Virus-based pharmaceutical production in plants: an opportunity to reduce health problems in Africa

Abstract

Background: Developing African countries face health problems that they struggle to solve. The major causes of this situation are high therapeutic and logistical costs. Plant-made therapeutics are easy to produce due to the lack of the safety considerations associated with traditional fermenter-based expression platforms, such as mammalian cells. Plant biosystems are easy to scale up and inexpensive, and they do not require refrigeration or a sophisticated medical infrastructure. These advantages provide an opportunity for plant-made pharmaceuticals to counteract diseases for which medicines were previously inaccessible to people in countries with few resources.

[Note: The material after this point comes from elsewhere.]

PR #854, opened 2019-03-04
Add quick bar saving

### LINKED ISSUE #822: Add save/load Action Bar
Currently Action bars / Toolbars are saved on a per map basis. According to rseding we should be able to scan and set action bars with LUA.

Main body: The techniques needed for plant-based therapeutic production are currently available. Viral expression vectors based on plant viruses have greatly enhanced plant-made therapeutic production and have been exploited to produce a variety of proteins of industrial, pharmaceutical and agribusiness interest. Some neglected tropical diseases occurring exclusively in the developing world have found solutions through plant bioreactor technology. Plant viral expression vectors have been reported in the production of therapeutics against these diseases occurring exclusively in the third world, and some virus-derived antigens produced in plants exhibit appropriate antigenicity and immunogenicity. However, all advances in the use of plants as bioreactors have been made by companies in Europe and America. The developing world is still far from acquiring this technology, although plant viral expression vectors may provide crucial help to overcome neglected diseases.

Conclusion: Today, interest in these tools is rising, and viral amplicons made in and for Africa are in progress. This review describes the biotechnological advances in the field of plant bioreactors, highlights factors restricting access to this technology by those who need it most and proposes a solution to overcome these limitations.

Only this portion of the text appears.